» **What to do**
Search the data below for the string "Extend" and copy all lines where it shows up.

» **Entries provided**
PR #1210, opened 2024-04-29
Extend the table fetcher to handle DT tables too

vedhav:
Extend the `get_active_module_tws_output` to also work for `DT::DTOutput` which is now renamed to `get_active_module_table_output` along with `get_active_module_plot_output`

Example to test:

» **Response area**
Extend the table fetcher to handle DT tables too
Extend the `get_active_module_tws_output` to also work for `DT::DTOutput` which is now renamed to `get_active_module_table_output` along with `get_active_module_plot_output`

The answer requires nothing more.